= Atelier Kempe Thill =

Architectural firm

Atelier Kempe Thill is an international architectural firm based in Rotterdam, the Netherlands, founded in 2000 by German architects André Kempe and Oliver Thill. Both Kempe and Thill were born in East Germany and graduated in architecture from the Technical University of Dresden (TU Dresden). The practice is known for its minimalist design approach, careful material detailing, and explorations of affordable high-quality architecture within constrained budgets.

Oliver Thill died on 2 March 2026, at the age of 55.

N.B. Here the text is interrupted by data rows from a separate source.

PR #373, opened 2024-12-20
refactor: PoolCore, remove pool.displayTokens, new display token functions

agualis:
This goes on top of the big [voting list PR](https://github.com/balancer/frontend-monorepo/pull/148) because that contains many displayToken related changes that would conflict the the planned tokens refactor.

Main changes: 

- Removes all API deprecated `pool.displayTokens` calls.
- Simplifies token related components types by using `ApiToken` instead of types like `GqlDisplayToken` 
- Centralises token display helpers in a new file (`pool.tokens.display.ts`). Note that this is just a temporary file. Its methods and the file itself will be renamed/moved in another PR (where we will fix the logic related with pool actions and `getPoolActionableTokens`).
- Sorts display pool tokens by index to have a more predictable token display outputs. 
- Adds integration tests to cover all the new extracted functions above (covering all the pool edge cases).
- Introduces a new `PoolCore` type to start cleaning the mess around different Pool types (`Pool, PoolListItem, PoolData`...) used across the Pool token display related components. (This must be simplified even more in incoming PRs but we need it now to enable previous points).

`TODO`: 
The refactor is far from perfect but should unblock Voting list PR and simplify the path to a cleaner code base.

- [x] Cyclic dependency in `pool.tokens.display`: Fixed in https://github.com/balancer/frontend-monorepo/pull/378
- [x] TokenRow the pool token related logic is messy, we need to find proper abstractions and functions for `pool.tokens.utils.ts`
- [x]  `VoteListTableRow`: Different problems with pool structure (check TODOs in that file)
- [x] Rename long functions like `getCompositionDisplayTokensWithPossibleNestedTokensWithBalance`
- [ ]  Rethink all the logic around PoolCore, Pool, FeaturedPool, PoolListItem, GqlPoolElement...
- [ ] Do we need balance in underlying tokens? (review and test all posible edge cases)
- [ ] There are 2 `TokenRow` components (one in `TokenRowSelectList`)with optional props like pool, token, apiToken...Review if we can simplify.
- [ ] Extract a Fragment for FeaturedPools and create a PR to remove them (they are not currently used)


apps/beets-frontend-v3/app/(app)/pools/[chain]/[variant]/[id]/layout.tsx
```diff
@@ -48,7 +44,7 @@ export async function generateMetadata({
   const pool = data?.pool
   if (!pool) return {}
 
-  const displayTokens = getPoolDisplayTokens(pool)
+  const displayTokens = getHeaderDisplayTokens(pool as PoolCore)
```
Comment (garethfuller) [inline apps/beets-frontend-v3/app/(app)/pools/[chain]/[variant]/[id]/layout.tsx:47]: Why is this any different to getActionTokens?

packages/lib/modules/pool/PoolList/PoolListTokenPills.tsx
```diff
@@ -172,47 +165,36 @@ function StableTokenPills({
...
 
   // TODO: Move this into a general 'displayTokens' helper function.
   if (isV3Pool(pool) && pool.hasErc4626 && pool.hasAnyAllowedBuffer) {
     poolTokens = poolTokens.map(token =>
       token.isErc4626 && token.isBufferAllowed
-        ? ({ ...token, ...token.underlyingToken } as unknown as GqlPoolTokenDetail)
+        ? ({ ...token, ...token.underlyingToken } as unknown as ApiToken)
         : token
     )
   }
```
garethfuller, line 194: What is the point of keeping this logic if `poolTokens` isn't used?

packages/lib/modules/pool/pool.tokens.display.ts
```diff
@@ -0,0 +1,108 @@
...
+
+// CRITICAL TODO: duplicated function as importing from pool.helpers creates a circular dependency or something
+// (use the import from pool.helpers to see the error)
+export function isV3Pool(
+  pool: Pick<Pool | PoolListItem | GqlPoolBase, 'protocolVersion'>
+): boolean {
+  return pool.protocolVersion === 3
+}
+
+export function getCompositionDisplayTokens(pool: PoolCore | GqlNestedPool): ApiTokenWithBalance[] {
```
garethfuller, line 18: I don't think we need to keep using the word Display. It's kind of irrelevant if we are classifying them as Composition/Header. The fact that they are displayed doesn't mean anything. displayTokens is a legacy thing where 'display' was the classification.

```suggestion
export function getCompositionTokens(pool: PoolCore | GqlNestedPool): ApiTokenWithBalance[] {
```

packages/lib/modules/pool/pool.tokens.display.ts
```diff
@@ -0,0 +1,108 @@
...
+    }
+    return token as ApiTokenWithBalance
+  })
+
+  return sortApiTokensBySymbol(
+    excludeNestedBptTokens(tokens as ApiToken[], pool.address)
+  ) as ApiTokenWithBalance[]
+}
+
+export function getHeaderDisplayTokens(pool: PoolCore): ApiToken[] {
```
garethfuller, line 34: I'm not sure Header is the right word because it's for the pool header and list. Trying to describe them here: They are reference tokens for the user so that they know at a glance what can be added to the pool. maybe?

```suggestion
// The set of tokens that are reference tokens for the user so that they know at a glance what can be added to the pool. Used in the pool header and in the pools list.
export function getUserReferenceTokens(pool: PoolCore): ApiToken[] {
```

packages/lib/modules/pool/pool.tokens.display.ts
```diff
@@ -0,0 +1,108 @@
...
+  return sortBy(tokens, 'symbol')
+}
+
+function excludeNestedBptTokens(tokens: PoolToken[] | ApiToken[], poolAddress: string): ApiToken[] {
+  return tokens
+    .filter(token => !isSameAddress(token.address, poolAddress as Address)) // Exclude the BPT pool token itself
+    .filter(token => token !== undefined) as ApiToken[]
+}
+
+export function getHeaderTokensWithPossibleNestedTokensWithBalance(
```
garethfuller, line 77: I really dislike long function names like this. Should these not be flags to the underlying function?
```
getHeaderTokens(pool, { includeNested: true, includeBalance: true }).
```

packages/lib/modules/pool/PoolDetail/PoolComposition.tsx
```diff
@@ -181,7 +185,9 @@ export function PoolComposition() {
           ) : (
             <PoolWeightChart
               chain={chain}
-              displayTokens={getPoolDisplayTokensWithPossibleNestedPools(pool)}
+              displayTokens={getCompositionDisplayTokensWithPossibleNestedTokensWithBalance(
```
garethfuller, line 188: This is a big code smell.

garethfuller (changes requested):

packages/lib/modules/pool/pool.tokens.display.ts
garethfuller, line 1: Rename `pool-tokens.utils.ts`

agualis:
Replaced by https://github.com/balancer/frontend-monorepo/pull/427 to simplify review and merge process.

== Early work and recognition ==
Atelier Kempe Thill gained international attention with projects such as:
- The Dutch Pavilion for the International Garden Exhibition IGA 2003 in Rostock, Germany, known as the Hedge Building, which combined architecture and landscape in a minimal form.
- Youth Hostel in Prora (Germany, 2004), reusing part of the monumental Nazi-era Prora complex for new civic functions.
- Liszt Concert Hall in Raiding (Austria, 2005), designed as a "modest yet high-performing" venue emphasizing acoustic excellence.

== Major projects ==
Atelier Kempe Thill's portfolio spans a wide range of typologies, including residential, cultural, and public space projects. Selected works include:

- 23 Townhouses in Amsterdam-Osdorp, offering highly affordable yet well-detailed housing units.
- HipHouse in Zwolle, a pioneering mixed-use building combining living and working spaces.
- City House in Antwerp, a compact urban home blending bungalow-like spatial qualities with a city context.
- Junky Hotel in Amsterdam, a transformation project converting a building for vulnerable social groups into a flexible, supportive environment.
- Îlot Beaumont in Euralille, France, developed in collaboration with Atelier 56S, emphasizing urban uniformity and metropolitan density.
- De Hood social housing project in the Netherlands, blending transparency and affordability.

== Awards and recognition ==
- Maaskant Prize for Young Architects (2005): awarded to Oliver Thill.
- Special Mention, European Prize for Urban Public Space (2010): for the Open Air Theatre at Grotekerkplein in Rotterdam.